On décide d'aller à l'IR. au niveau de l'affluence, rien à voir. On a trouvé une place en terrasse. On commande à nouveau des bières (pas de pression car trop difficile à gérer selon le boss avec qui on a tapé la discut à la fermeture). Le temps passe et on se dit tout de même qu'il est temps de rentrer.

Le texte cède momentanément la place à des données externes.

Issue #36, opened 2017-01-26
Check whether umask is needed in dchmod


adammoody:
I think chmod takes umask into account in some cases.  If possible we should try to emulate that.

dsikich:
Hi Adam,

I haven’t been able to find any information about chmod taking into account umask. The man page does not mention it. From what I have read so far I gathered that umask is used to set the permissions on newly created files and/or directories. I can’t think of a reason the umask would be taken into account? I did read something about the userid though, where you should not be able to set certain permissions if you are not the owner of the file I think? I did find information in the man page about setuid & setgid that I don’t believe are supported in dchmod:


SETUID AND SETGID BITS

       chmod  clears  the set-group-ID bit of a regular file if the file's group ID

       does not match the user's effective group ID or one of the user's supplemen-

       tary  group  IDs,  unless  the  user has appropriate privileges.  Additional

       restrictions may cause the set-user-ID and  set-group-ID  bits  of  MODE  or

       RFILE  to be ignored.  This behavior depends on the policy and functionality

       of the underlying chmod system call.  When in doubt,  check  the  underlying

       system behavior.



       chmod  preserves  a directory's set-user-ID and set-group-ID bits unless you

       explicitly specify otherwise.  You can set or clear the bits  with  symbolic

       modes  like  u+s  and  g-s,  and you can set (but not clear) the bits with a

       numeric mode.


Thanks,
Danielle

adammoody:
This is not urgent, but I thought I saw some cases with chmod where umask comes into play when using symbolic mode without a leading letter, like "+rw" rather than "u+rw".  I just threw this up as a reminder to go look into it later so I don't forget.

Checking the man page, it does look like umask comes into play:

       A  combination of the letters ugoa controls which users' access to the file will be changed: the user
       who owns it (u), other users in the file's group (g), other users not in the file's group (o), or all
       users  (a).   If  none of these are given, the effect is as if a were given, but bits that are set in
       the umask are not affected.

We can figure this out and fix this later.

adammoody:
So I think this means that if my umask=077 (all group and other bits set), and if I then do a "+r", this will enable just the owner read bit.  If my umask=007, then a "+r" would enable both the owner and group read bits.  So the operation only affects bits for which the umask is 0.

adammoody:
@dsikich, this is done now, right?  Do we also have some test cases for this in the test suite?

dsikich:
[...]

PR #133, opened 2018-06-13
Fix parse error in dchmod

dsikich:
When using a+r for instance, dchmod was incorrectly parsing this
as something that specified no letter (i.e +r), which uses umask.
This was causing dchmod to incorrectly assign permissions when
using the "all" attribute.


adammoody:
Here's the old issue just for reference:  https://github.com/hpc/mpifileutils/issues/36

On savait qu'on avait des fortes chances de se faire arrêter pour un contrôle de police (papiers de la voiture, permis et compagnie). Ça n'aurait pas été la première fois ni la dernière. Et forcément, on se fait arrêter juste avant d'arriver à Ambohijatovo. Ils étaient 4. On sort la carte grise, le contrôle technique, l'assurance. ensuite, ils demandent les papiers de poulette (permis + passeport). Ils nous disent que le permis de poulette n'est pas valable car il faut un permis de conduire international. Là, on se dit, c'est quoi l'embrouille? Toutes les fois où on s'est fait arrêter à Ambanidia les flics nous ont jamais rien dit. On sort de la voiture, et là ils nous disent qu'on a bu (ce qui était le cas, on ne l'a pas nié.) et qu'on ne pouvait pas conduire. Depuis quand des tests d'alcoolémie se font à Tana?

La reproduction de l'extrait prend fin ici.